**WORK ORDER**
What lines in the records below contain the string "been"? Copy every one.

DATASET RECORDS: Begin

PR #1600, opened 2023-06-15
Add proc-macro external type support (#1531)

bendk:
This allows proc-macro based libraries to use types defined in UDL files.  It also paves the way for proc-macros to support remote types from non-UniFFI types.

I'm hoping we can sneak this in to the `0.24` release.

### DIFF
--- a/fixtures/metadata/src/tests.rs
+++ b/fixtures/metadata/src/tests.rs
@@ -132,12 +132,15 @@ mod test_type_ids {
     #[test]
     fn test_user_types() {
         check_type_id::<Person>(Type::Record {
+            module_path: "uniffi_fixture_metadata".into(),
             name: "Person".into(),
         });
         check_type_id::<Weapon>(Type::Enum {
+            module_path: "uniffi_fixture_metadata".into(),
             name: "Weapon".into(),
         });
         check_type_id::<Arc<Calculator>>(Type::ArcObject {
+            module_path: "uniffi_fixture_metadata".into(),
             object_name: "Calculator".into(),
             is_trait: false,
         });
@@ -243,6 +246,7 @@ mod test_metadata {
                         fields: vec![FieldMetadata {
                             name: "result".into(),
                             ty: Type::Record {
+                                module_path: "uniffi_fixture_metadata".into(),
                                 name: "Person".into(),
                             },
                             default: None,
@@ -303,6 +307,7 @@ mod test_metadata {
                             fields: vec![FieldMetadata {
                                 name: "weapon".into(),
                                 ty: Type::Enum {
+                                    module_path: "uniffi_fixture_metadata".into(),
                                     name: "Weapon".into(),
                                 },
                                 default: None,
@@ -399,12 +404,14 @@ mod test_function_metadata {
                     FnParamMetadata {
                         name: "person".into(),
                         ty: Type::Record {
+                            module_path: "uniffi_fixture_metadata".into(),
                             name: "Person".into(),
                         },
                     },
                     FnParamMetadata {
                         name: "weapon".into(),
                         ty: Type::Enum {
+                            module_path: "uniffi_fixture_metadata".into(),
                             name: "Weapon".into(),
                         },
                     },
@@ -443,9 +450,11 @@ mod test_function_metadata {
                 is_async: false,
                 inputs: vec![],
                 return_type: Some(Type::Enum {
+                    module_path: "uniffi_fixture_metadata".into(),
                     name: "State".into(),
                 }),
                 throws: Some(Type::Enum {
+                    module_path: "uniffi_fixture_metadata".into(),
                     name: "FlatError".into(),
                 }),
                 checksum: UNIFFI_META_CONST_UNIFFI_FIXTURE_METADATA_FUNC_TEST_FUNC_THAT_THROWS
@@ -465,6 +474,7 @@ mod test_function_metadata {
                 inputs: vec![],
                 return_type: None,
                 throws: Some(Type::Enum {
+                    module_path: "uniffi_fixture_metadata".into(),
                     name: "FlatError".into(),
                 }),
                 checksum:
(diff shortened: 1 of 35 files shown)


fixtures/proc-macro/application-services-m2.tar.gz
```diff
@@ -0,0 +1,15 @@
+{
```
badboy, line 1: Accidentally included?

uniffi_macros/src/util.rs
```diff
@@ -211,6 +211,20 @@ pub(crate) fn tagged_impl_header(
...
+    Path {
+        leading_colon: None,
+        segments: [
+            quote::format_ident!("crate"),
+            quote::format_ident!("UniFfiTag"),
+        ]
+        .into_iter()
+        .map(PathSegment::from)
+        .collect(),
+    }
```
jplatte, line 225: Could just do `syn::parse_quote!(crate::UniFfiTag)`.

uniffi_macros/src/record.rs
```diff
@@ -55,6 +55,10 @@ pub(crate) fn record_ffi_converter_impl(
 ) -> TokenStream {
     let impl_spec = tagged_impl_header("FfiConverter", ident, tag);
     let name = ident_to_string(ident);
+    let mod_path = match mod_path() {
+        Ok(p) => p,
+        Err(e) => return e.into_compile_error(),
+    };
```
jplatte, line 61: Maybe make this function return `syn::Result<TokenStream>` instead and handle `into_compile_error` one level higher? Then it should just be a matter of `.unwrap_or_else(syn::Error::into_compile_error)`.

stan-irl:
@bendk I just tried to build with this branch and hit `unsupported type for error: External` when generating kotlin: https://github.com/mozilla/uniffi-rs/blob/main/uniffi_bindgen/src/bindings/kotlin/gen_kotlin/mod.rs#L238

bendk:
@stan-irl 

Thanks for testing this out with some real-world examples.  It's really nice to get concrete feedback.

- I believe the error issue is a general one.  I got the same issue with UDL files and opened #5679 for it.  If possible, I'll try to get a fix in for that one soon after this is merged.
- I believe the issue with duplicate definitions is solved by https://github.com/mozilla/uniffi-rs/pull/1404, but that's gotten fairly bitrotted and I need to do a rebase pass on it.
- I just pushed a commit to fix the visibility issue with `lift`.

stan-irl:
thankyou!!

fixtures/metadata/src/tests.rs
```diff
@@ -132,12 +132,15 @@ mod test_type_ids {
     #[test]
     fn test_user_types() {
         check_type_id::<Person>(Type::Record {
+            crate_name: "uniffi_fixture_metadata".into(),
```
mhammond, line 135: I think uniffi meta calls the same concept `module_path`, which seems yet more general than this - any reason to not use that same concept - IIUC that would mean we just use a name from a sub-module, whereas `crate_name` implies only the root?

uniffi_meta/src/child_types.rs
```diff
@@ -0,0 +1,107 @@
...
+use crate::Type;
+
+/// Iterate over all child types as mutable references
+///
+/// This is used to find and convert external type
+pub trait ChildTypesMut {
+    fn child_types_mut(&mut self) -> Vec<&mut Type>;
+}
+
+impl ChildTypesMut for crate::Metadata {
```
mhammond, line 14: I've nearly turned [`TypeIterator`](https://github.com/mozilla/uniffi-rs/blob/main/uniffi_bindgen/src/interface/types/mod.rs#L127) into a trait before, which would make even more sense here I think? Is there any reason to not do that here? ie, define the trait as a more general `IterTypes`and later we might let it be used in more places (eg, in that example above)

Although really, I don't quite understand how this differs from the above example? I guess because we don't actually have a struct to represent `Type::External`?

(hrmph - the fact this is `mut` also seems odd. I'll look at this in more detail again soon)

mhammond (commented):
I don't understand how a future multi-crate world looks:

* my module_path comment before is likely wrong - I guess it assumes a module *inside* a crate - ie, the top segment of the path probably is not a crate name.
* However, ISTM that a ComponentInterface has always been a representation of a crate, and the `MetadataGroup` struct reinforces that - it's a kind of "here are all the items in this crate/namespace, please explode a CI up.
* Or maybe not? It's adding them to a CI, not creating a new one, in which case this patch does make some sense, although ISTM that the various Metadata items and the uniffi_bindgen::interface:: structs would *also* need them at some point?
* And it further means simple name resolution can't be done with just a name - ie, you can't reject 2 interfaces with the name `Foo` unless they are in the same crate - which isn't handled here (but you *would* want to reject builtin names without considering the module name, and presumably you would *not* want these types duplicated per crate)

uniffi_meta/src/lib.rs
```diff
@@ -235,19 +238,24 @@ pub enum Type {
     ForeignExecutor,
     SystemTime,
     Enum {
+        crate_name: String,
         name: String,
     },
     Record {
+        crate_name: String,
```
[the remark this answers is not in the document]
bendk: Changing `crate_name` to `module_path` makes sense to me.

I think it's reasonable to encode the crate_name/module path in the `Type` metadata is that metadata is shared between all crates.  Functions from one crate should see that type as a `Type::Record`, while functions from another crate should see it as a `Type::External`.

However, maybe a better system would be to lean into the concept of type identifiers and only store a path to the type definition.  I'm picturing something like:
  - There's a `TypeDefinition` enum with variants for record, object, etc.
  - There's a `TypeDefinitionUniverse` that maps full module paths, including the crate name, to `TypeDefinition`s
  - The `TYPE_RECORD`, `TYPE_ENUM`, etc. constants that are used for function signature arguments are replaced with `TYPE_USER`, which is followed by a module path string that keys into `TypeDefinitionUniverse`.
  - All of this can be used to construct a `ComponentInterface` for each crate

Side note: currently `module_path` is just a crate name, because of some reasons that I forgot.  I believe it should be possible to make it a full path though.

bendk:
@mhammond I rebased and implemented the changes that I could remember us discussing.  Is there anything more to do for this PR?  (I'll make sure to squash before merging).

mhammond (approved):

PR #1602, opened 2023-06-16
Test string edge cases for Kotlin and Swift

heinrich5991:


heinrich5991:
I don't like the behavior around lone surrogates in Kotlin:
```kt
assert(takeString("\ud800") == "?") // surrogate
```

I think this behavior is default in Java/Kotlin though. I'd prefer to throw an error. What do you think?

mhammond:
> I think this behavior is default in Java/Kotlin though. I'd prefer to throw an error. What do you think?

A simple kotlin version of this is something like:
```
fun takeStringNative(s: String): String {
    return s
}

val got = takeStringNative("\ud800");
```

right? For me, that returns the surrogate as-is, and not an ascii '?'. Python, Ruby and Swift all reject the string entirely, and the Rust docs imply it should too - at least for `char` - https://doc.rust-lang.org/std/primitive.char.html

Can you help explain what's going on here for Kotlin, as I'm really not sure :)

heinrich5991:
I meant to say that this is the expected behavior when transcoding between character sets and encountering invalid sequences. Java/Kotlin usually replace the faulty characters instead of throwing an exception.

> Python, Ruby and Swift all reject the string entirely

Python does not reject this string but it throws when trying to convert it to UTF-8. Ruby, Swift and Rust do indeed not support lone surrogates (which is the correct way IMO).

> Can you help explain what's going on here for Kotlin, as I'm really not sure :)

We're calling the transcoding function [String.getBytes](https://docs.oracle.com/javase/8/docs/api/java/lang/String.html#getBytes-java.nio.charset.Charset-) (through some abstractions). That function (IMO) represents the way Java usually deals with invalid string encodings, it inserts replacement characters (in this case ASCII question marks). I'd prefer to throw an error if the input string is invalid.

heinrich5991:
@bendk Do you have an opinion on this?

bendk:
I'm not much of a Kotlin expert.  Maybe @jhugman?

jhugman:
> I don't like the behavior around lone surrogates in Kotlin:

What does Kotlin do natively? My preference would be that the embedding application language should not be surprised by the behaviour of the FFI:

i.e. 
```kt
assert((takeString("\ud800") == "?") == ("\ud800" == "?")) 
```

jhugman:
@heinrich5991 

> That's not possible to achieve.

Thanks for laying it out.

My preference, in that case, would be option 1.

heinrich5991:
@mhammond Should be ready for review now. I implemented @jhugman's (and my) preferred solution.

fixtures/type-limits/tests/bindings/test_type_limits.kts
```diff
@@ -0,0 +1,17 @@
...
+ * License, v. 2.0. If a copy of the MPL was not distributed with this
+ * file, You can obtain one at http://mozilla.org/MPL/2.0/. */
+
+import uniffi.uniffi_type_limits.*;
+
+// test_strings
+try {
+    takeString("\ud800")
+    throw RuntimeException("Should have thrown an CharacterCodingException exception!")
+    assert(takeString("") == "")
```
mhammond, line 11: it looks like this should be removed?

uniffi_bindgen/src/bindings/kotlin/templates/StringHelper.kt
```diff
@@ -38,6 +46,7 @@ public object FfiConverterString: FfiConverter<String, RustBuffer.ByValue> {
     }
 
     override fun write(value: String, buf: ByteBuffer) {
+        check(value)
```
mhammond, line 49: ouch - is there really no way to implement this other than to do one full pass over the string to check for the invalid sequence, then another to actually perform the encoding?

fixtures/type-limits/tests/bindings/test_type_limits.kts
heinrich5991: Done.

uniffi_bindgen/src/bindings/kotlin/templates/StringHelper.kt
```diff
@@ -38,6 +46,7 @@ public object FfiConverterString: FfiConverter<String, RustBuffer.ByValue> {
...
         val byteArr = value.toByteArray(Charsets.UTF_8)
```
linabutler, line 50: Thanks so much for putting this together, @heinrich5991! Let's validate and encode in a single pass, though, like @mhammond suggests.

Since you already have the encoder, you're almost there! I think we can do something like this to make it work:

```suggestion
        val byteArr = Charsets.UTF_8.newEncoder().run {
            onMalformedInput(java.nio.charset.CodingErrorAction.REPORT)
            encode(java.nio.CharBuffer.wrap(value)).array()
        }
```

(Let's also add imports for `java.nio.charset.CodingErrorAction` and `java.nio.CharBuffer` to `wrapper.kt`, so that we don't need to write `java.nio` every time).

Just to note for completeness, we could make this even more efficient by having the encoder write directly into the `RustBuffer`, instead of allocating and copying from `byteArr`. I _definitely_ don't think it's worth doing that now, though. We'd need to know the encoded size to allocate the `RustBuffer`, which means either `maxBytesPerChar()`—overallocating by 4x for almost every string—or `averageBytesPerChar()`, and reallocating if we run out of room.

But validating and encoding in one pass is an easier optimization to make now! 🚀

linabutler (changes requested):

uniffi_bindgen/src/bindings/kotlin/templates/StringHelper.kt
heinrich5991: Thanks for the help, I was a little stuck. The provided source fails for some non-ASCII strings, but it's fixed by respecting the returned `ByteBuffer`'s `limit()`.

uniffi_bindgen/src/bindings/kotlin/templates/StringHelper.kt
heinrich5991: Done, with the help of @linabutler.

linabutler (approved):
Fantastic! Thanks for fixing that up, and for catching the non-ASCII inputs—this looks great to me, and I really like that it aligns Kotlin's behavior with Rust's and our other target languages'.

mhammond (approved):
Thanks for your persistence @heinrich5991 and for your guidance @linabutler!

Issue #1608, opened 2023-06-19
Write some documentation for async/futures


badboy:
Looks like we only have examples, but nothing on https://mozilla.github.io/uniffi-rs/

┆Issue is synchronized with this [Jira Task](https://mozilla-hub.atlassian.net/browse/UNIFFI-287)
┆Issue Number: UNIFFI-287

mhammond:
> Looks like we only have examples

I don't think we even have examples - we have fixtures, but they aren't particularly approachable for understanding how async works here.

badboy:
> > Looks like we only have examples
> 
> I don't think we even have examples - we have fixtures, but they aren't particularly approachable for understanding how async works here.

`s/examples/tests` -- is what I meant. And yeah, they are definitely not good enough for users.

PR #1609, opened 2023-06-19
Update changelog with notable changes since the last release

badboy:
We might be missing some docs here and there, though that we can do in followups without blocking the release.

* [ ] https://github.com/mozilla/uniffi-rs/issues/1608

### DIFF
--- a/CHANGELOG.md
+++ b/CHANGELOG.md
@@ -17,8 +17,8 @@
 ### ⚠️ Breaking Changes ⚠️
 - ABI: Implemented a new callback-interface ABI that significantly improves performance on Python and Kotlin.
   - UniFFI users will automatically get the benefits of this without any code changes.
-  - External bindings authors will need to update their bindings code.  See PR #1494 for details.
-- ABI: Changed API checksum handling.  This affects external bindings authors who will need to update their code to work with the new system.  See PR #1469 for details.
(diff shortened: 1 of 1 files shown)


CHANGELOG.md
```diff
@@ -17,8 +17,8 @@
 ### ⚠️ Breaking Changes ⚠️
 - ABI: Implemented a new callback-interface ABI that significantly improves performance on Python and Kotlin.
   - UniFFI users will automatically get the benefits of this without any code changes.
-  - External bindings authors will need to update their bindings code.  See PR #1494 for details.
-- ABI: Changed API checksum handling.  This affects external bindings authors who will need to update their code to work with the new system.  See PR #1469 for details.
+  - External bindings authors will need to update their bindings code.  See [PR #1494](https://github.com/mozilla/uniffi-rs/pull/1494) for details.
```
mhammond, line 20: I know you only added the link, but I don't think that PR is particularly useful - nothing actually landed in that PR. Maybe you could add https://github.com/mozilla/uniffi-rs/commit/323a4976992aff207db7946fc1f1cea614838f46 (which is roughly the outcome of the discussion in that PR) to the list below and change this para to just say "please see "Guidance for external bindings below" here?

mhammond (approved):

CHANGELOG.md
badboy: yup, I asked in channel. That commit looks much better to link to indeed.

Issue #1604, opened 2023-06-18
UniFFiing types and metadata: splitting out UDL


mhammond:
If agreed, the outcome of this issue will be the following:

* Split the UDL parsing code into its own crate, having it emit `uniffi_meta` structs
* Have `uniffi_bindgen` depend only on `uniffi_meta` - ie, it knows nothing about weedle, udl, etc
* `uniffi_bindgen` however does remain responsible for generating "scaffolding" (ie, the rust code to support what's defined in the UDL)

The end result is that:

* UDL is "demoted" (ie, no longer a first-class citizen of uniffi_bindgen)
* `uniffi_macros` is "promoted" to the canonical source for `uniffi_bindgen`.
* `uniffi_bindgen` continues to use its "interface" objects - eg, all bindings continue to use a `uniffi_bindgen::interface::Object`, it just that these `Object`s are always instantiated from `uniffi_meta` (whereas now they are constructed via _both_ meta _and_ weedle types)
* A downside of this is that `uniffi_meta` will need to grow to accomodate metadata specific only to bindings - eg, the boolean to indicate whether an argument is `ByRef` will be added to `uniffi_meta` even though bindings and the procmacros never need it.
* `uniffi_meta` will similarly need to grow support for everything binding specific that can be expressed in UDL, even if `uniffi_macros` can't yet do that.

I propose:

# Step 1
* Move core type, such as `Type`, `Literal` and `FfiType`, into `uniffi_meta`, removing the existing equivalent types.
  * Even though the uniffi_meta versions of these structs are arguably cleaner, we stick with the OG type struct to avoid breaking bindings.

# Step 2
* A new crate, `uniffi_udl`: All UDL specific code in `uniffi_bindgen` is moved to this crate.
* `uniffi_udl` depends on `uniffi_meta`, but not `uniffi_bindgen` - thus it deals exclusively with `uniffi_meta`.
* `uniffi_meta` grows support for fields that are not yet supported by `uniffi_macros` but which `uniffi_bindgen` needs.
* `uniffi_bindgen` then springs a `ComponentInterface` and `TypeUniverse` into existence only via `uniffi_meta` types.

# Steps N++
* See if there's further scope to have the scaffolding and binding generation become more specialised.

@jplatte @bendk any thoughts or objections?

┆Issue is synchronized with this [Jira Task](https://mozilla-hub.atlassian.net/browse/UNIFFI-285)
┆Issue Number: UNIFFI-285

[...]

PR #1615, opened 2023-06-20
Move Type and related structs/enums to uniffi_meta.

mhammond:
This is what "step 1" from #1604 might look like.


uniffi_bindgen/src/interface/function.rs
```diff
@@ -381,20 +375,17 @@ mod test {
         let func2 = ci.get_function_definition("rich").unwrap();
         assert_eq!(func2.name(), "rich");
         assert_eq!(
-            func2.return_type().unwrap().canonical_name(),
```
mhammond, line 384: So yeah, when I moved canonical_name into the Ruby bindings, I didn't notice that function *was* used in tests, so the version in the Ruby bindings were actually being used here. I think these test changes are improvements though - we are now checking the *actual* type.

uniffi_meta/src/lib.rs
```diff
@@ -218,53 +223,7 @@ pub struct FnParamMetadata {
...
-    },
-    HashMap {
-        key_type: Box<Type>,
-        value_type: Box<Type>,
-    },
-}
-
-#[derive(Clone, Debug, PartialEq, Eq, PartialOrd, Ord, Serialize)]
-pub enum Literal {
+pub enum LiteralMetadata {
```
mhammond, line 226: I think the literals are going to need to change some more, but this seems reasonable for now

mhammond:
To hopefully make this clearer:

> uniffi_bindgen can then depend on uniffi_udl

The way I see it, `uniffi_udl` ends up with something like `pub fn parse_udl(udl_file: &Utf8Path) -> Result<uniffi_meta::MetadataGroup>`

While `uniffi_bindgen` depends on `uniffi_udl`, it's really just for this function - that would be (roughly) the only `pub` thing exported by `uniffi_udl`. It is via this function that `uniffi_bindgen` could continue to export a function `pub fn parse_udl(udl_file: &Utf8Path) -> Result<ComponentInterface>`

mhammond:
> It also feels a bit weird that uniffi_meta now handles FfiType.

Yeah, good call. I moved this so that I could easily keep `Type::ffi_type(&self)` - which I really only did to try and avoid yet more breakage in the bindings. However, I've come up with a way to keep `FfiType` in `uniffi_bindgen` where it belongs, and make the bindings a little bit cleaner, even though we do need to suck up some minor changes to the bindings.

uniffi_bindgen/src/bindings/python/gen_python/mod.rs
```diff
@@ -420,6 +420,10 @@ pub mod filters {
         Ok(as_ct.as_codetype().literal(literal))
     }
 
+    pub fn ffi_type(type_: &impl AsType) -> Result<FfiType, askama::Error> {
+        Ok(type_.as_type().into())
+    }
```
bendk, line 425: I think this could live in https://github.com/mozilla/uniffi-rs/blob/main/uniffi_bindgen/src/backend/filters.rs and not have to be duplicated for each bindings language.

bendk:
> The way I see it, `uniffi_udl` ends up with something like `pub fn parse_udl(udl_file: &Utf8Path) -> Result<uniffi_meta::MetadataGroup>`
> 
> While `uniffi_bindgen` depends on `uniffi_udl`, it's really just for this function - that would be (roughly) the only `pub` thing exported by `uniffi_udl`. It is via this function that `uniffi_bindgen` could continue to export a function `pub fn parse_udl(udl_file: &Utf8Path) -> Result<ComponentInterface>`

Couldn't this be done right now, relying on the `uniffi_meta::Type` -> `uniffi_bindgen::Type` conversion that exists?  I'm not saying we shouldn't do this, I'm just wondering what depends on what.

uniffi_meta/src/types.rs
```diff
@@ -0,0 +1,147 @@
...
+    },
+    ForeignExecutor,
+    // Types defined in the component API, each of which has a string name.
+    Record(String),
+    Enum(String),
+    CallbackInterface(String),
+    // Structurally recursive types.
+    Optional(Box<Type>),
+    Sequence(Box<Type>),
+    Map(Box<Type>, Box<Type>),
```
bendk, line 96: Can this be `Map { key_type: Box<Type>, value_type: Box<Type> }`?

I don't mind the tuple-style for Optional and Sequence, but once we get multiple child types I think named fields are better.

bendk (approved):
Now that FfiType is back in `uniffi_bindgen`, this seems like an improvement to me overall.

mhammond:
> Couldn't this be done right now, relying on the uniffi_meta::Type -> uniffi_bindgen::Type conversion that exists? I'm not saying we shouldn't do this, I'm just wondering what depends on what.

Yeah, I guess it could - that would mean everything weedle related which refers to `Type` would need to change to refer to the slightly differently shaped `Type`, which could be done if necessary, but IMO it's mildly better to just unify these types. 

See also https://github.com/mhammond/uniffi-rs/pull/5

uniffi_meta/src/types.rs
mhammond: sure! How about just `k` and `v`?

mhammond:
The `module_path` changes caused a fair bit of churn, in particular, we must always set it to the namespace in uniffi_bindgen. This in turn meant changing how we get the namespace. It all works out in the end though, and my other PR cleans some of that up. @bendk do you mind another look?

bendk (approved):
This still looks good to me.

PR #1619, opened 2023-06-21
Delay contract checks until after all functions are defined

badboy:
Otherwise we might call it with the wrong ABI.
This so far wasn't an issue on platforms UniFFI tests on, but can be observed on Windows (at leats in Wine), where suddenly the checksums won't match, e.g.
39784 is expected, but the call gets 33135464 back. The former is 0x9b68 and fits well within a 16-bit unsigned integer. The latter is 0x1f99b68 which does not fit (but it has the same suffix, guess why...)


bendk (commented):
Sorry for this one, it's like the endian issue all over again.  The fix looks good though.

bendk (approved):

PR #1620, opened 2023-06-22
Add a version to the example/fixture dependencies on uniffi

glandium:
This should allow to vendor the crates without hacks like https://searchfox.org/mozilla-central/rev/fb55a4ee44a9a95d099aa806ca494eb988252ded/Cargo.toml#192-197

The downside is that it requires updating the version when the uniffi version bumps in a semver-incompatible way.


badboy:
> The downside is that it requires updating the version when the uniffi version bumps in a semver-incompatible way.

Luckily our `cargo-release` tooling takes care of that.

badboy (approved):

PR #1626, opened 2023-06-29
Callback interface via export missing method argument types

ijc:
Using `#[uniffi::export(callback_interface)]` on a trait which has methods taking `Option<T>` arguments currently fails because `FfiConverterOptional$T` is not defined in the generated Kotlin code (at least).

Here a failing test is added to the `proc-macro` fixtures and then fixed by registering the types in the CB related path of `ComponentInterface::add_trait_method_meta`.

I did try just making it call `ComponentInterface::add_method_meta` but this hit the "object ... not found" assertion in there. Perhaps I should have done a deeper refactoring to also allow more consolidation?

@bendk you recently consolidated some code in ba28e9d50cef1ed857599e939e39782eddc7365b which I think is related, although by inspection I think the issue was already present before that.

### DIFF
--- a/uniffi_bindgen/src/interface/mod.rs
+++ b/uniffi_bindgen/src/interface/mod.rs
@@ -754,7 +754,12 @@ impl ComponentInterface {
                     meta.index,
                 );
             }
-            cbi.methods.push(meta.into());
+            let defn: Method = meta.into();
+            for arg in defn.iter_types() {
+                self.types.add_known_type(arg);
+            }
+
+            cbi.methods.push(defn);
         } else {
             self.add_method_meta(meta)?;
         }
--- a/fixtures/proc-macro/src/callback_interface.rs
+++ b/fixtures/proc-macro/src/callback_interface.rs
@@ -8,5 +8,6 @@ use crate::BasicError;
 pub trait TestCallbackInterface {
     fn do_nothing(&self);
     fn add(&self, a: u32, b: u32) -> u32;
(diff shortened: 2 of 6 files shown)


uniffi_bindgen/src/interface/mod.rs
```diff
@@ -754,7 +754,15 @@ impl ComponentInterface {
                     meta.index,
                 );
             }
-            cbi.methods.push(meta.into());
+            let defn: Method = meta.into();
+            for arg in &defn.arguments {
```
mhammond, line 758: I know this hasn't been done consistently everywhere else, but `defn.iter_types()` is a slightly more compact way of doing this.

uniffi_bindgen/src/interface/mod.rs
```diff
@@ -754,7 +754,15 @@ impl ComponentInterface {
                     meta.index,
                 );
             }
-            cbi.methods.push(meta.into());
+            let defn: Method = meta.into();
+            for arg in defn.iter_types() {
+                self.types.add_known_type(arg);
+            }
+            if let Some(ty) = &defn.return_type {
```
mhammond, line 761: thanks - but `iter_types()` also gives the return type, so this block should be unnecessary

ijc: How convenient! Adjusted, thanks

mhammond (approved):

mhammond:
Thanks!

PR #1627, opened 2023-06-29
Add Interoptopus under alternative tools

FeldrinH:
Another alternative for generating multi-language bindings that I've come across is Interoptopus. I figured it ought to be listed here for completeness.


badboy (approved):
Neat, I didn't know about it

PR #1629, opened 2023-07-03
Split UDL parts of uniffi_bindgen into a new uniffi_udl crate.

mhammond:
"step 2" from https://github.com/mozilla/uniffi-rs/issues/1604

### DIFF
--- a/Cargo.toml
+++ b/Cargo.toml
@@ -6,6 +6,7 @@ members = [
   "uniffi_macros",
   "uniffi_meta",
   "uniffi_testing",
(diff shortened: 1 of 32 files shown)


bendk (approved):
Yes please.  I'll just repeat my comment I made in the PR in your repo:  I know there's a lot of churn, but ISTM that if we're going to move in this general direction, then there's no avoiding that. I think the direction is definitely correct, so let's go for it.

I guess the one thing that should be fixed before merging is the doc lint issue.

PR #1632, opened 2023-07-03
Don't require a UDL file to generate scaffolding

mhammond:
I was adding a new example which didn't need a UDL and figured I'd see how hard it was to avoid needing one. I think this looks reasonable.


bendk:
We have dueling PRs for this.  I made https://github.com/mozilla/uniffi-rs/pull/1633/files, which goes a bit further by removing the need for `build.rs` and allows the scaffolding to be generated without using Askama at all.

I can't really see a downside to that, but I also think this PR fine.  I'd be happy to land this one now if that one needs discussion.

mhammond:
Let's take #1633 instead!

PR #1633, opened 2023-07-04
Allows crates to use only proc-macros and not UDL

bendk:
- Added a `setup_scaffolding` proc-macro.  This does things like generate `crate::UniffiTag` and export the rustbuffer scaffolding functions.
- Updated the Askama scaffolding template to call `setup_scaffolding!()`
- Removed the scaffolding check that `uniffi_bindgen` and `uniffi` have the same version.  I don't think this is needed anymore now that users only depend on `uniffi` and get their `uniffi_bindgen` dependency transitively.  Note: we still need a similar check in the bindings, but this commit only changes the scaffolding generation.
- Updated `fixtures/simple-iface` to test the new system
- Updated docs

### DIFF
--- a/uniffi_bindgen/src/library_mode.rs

DATASET RECORDS: End

**TASK RESULT**
* However, ISTM that a ComponentInterface has always been a representation of a crate, and the `MetadataGroup` struct reinforces that - it's a kind of "here are all the items in this crate/namespace, please explode a CI up.
mhammond, line 758: I know this hasn't been done consistently everywhere else, but `defn.iter_types()` is a slightly more compact way of doing this.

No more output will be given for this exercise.